Collected data:
■ ■ ■ ■ ■ ■ ■
PR #1368, opened 2022-11-04
format; maple finance; format & lint

dmelotik:
format and lint maple


jaimehgb (approved):

subgraphs/maple-finance/schema.graphql
```diff
@@ -322,9 +322,6 @@ type LendingProtocol implements Protocol @entity {
 
     " Treasury fee stored in decimals (e.g. 0.01 for 1%). This is the establishment fee to the treasury."
     _treasuryFee: BigDecimal!
-
-    " List of market IDs "
-    _marketIDs: [String!]!
```
jaimehgb: This is not necessary anymore I assume

dmelotik: that is not in the scope of this change, I added it in the next

PR #1369, opened 2022-11-04
fix(#patch); maple; fix protocol tvl

dmelotik:
test: https://okgraph.xyz/?q=dmelotik%2Fmaple-finance-ethereum

Added this to properly update the protocol tvl. Before we were seeing issue like this:
Screen Shot 2022-11-07 at 11 23 10 AM

### DIFF
--- a/subgraphs/maple-finance/src/common/mappingHelpers/update/intervalUpdate.ts
+++ b/subgraphs/maple-finance/src/common/mappingHelpers/update/intervalUpdate.ts
@@ -131,19 +131,28 @@ function intervalUpdateMarket(event: ethereum.Event, market: Market): Market {
 
 function intervalUpdateProtocol(event: ethereum.Event, marketBefore: Market, marketAfter: Market): void {
     const protocol = getOrCreateProtocol();
+    const marketIDs = protocol._marketIDs;
 
-    protocol.totalValueLockedUSD = protocol.totalValueLockedUSD.plus(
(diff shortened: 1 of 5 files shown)


subgraphs/maple-finance/src/common/mappingHelpers/update/intervalUpdate.ts
```diff
@@ -131,19 +131,28 @@ function intervalUpdateMarket(event: ethereum.Event, market: Market): Market {
...
 
-    protocol.totalDepositBalanceUSD = protocol.totalDepositBalanceUSD.plus(
-        marketAfter.totalDepositBalanceUSD.minus(marketBefore.totalDepositBalanceUSD)
-    );
+    for (let i = 0; i < marketIDs.length; i++) {
+        const market = Market.load(marketIDs[i]);
+        if (!market) {
+            // fail safe in case market does not exist for some reason
+            continue;
+        }
```
jaimehgb, line 145: I always have this internal debate on what we should do in these cases. This should not happen at all, unless there is a bug when creating the market, or some other function adds stuff to `marketIDs` for some reason.

Do we want it to fail silently? I would say to at least log an error (stopping the execution feels too extreme), but since our logs are lost in space it, it's not like it will make a difference 😅

dmelotik: log added

Issue #932, opened 2022-09-02
Banker Joe Missing Rewards


dmelotik:
Rewards are missing from our Banker Joe subgraph.

Currently, no rewards are accrued on banker joe, however in the past it seems like rewards have been accrued based on events from the `rewardDistributor`.

See the contract here: https://snowtrace.io/address/0x98a5d8b57d2cd80ffe961a275fb4d4f2aa1aa3c2

PR #1400, opened 2022-11-11
fix(#patch); banker joe; fix rewards

dmelotik:
Testing: https://okgraph.xyz/?q=dmelotik%2Fbanker-joe-avalanche not really working, but don't necessarily think it is worth the effort given there are no protocol rewards anymore

Note: no more rewards being emitted, so this is historical \(>_<)/ #932


dmelotik:
Not doing since banker joe is not emitting rewards anymore and it is not straight forward

PR #1223, opened 2017-11-08
WINDUP-1767 CLI to describe what parameters are required

mrizzi:
[`org.jboss.windup.config.ConfigurationOption#isRequired`](https://github.com/windup/windup/blob/master/config/api/src/main/java/org/jboss/windup/config/ConfigurationOption.java#L43) is now handled in the [`OptionDescription`](https://github.com/windup/windup/blob/master/bootstrap/src/main/java/org/jboss/windup/bootstrap/help/OptionDescription.java) so that it can be displayed in the output of the help command for every option.

### DIFF
--- a/bootstrap/src/main/java/org/jboss/windup/bootstrap/commands/windup/DisplayHelpCommand.java
+++ b/bootstrap/src/main/java/org/jboss/windup/bootstrap/commands/windup/DisplayHelpCommand.java
@@ -22,7 +22,9 @@ public class DisplayHelpCommand implements Command
         for (OptionDescription option : Help.load().getOptions())
         {
             sb.append("--").append(option.getName()).append(System.lineSeparator());
-            sb.append("\t").append(option.getDescription()).append(System.lineSeparator());
+            sb.append("\t");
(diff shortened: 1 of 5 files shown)


mrizzi:
retest

jsight:
Looks good to me.

jsight:
I wonder if some reordering of the options could be helpful as well? --target is required now, but it is very far down the list, for example.

Similarly, --batchMode and --overwrite seem like commonly used features.

What do you think?

mrizzi:
I think you're right and some reordering is needed in the option list for the output of the help command so i made some changes and pushed them.

0579fa1 commit:
- changed the sorting algoritm for `ConfigurationOption` in `WindupConfiguration` so that `required` options are before the optional one in the help output (if both options are required or optional, then the priority is still the way to sort them)
- added priority to `OverwriteOption` to place it just behind the `--output` option
- `batchMode` is now the first one of the Forge options (i didn't move it before in the list to not mix RHAMT and Forge options)

jsight:
Also merged to 4.0.x

PR #1227, opened 2017-11-09
WINDUP-1759 - Update tattletale version

klinki:
TODO: 
- Need to release `1.3` GA version.


jsight:
I don't think that we should do this until a non-SNAPSHOT version is available. You can release that at any time, though.

klinki:
I just published non-SNAPSHOT version. Let's just wait until it is available and wonka build passes.

jsight:
Great! :)

PR #1233, opened 2017-11-14
WINDUP-1770 static reports performance

klinki:
Tested in Firefox and Chrome, seems to work smoothly

Note: This needs to be merged also to 4.0.x branch


jsight:
This looks great to me. @mrizzi - Feel free to rereview. I think it is ready to merge, though?

PR #1235, opened 2017-11-14
WINDUP-1774 CLI --output option handling

mrizzi:
The test didn't cover the right case because `""` was one of the element in the [`args`](https://github.com/windup/windup/blob/master/bootstrap/src/main/java/org/jboss/windup/bootstrap/Bootstrap.java#L72) array while if the command `rhamt-cli --input something --output --target eap` is executed there's no `""` value in the `args` array.


jsight:
lgtm

PR #1237, opened 2017-11-16
WINDUP-1776 --output option NPE

mrizzi:
This fixes [WINDUP-1776](https://issues.jboss.org/browse/WINDUP-1776) adding also a new test case

It has to be merged also on 4.0.x branch


jsight:
lgtm

PR #1241, opened 2017-11-22
WINDUP-1747 Bootstrap integration tests fails on CI

mrizzi:
The issue is happening on central CI so in order to better investigate it, i add the output of the whole Furnace instance **only** when it happens that input option is unrecognized due to having an empty acceptable options list because of Furnace instance being "wrong" (we're searching what's wrong).

The idea is to merge it and wait for the first failure on central CI to retrieve the information.

### DIFF
--- a/bootstrap/src/main/java/org/jboss/windup/bootstrap/Bootstrap.java
+++ b/bootstrap/src/main/java/org/jboss/windup/bootstrap/Bootstrap.java
@@ -52,6 +52,7 @@ import org.jboss.windup.bootstrap.commands.windup.ListTargetTechnologiesCommand;
 import org.jboss.windup.bootstrap.commands.windup.RunWindupCommand;
 import org.jboss.windup.bootstrap.commands.windup.ServerModeCommand;
 import org.jboss.windup.bootstrap.commands.windup.UpdateRulesetsCommand;
+import org.jboss.windup.bootstrap.listener.ContainerStatusListener;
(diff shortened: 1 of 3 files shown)


mrizzi:
e3fc72f commit introduces `ContainerStatusListener` [to get notified](https://github.com/forge/furnace/blob/master/container/src/main/java/org/jboss/forge/furnace/impl/FurnaceImpl.java#L281) when Furnace is stopped w/o using the [`getStatus`](https://github.com/forge/furnace/blob/master/container/src/main/java/org/jboss/forge/furnace/impl/FurnaceImpl.java#L470) method that is based on evaluating the [`alive`](https://github.com/forge/furnace/blob/master/container/src/main/java/org/jboss/forge/furnace/impl/FurnaceImpl.java#L66) field that doesn't really ensures that Furnace is stopped.

jsight:
This seems reasonable. Have you tested it much?

jsight:
retest

mrizzi:
> This seems reasonable. Have you tested it much?

I tested it locally executing two tests `-Dtest=MissingValueOfExcludePackagesTest,SourceModeExplodedAppTest` many times and it never failed during the shutdown.

mrizzi:
retest

mrizzi:
retest

mrizzi:
retest

mrizzi:
retest

PR #1247, opened 2017-12-05
WINDUP-1791 - Fix text selection (master)

klinki:
I removed Drag & Drop code. Was there any usage for it? Can it be removed, or should I keep it there and fix it?


jsight:
I have no idea why it would have been there. I think it is right to remove it.

PR #1258, opened 2017-12-14
WINDUP-1799 - tech report heading

klinki:
Update tech bubble report to keep heading on top while scrolling table content.

Screenshot:
[](https://postimg.org/image/wgdbr419n/)


jsight:
I tried it today with a large batch of applications and the results look really nice. I only tried it in Chrome and Firefox.

PR #1267, opened 2018-02-02
WINDUP-1879 Fix XmlFile condition

mrizzi:
The `ParameterizedPatternResult` should be submitted only if the `XMLFile` condition is missing the XPath condition and not every time the file name pattern matches like it happened in [XmlFileNameValidator#isValid](https://github.com/windup/windup/compare/master...mrizzi:WINDUP-1879?expand=1#diff-885e00361e6e936a1a98a6636548f2d7L33) w/o having evaluated if there's also an XPath condition to be checked.
So the `ParameterizedPatternResult` submit has been moved to [XmlFile#registerAndSubmitResultsFor](https://github.com/windup/windup/compare/master...mrizzi:WINDUP-1879?expand=1#diff-3a9eccf2ac145f087bd0f09958ba1655R310) to be better handled.

Thanks to @jsight for the help in the analysis of this issue 👍


mrizzi:
retest

mrizzi:
retest

PR #1269, opened 2018-02-07
WINDUP-1879 Fix XmlFile condition (#1267)

mrizzi:
Back porting of #1267 
Not exactly the same code because of the switch to TP3 on master so [addVertex(null, ProjectModel.class)](https://github.com/windup/windup/compare/4.0.x...mrizzi:WINDUP-1879_4.0.x?expand=1#diff-8f24f401ef2a9a7d31bedf18ef55c35aR219) and [.addVertex(null, FileModel.class);](https://github.com/windup/windup/compare/4.0.x...mrizzi:WINDUP-1879_4.0.x?expand=1#diff-8f24f401ef2a9a7d31bedf18ef55c35aR221) have been used here.


jsight:
lgtm

PR #1270, opened 2018-02-07
Fixed a case where the graph is closed but Janus still tries to track…

jsight:
… it. This causes exceptions if the data is deleted in the web UI


jsight:
Closing as this isn't actually the right fix.

PR #1272, opened 2018-02-26
No longer reload from the graph on GraphService.refresh. This method …

jsight:
…is only intended to reload the frame itself, as that was the behavior before the TP2 port. Fixing this improves performance


jsight:
retest

windupgithubbot1:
■ ■ ■ ■ ■ ■ ■
What the exercise asks: Copy every line from the records that holds the string "System".

Answer for this exercise:
             sb.append("--").append(option.getName()).append(System.lineSeparator());
-            sb.append("\t").append(option.getDescription()).append(System.lineSeparator());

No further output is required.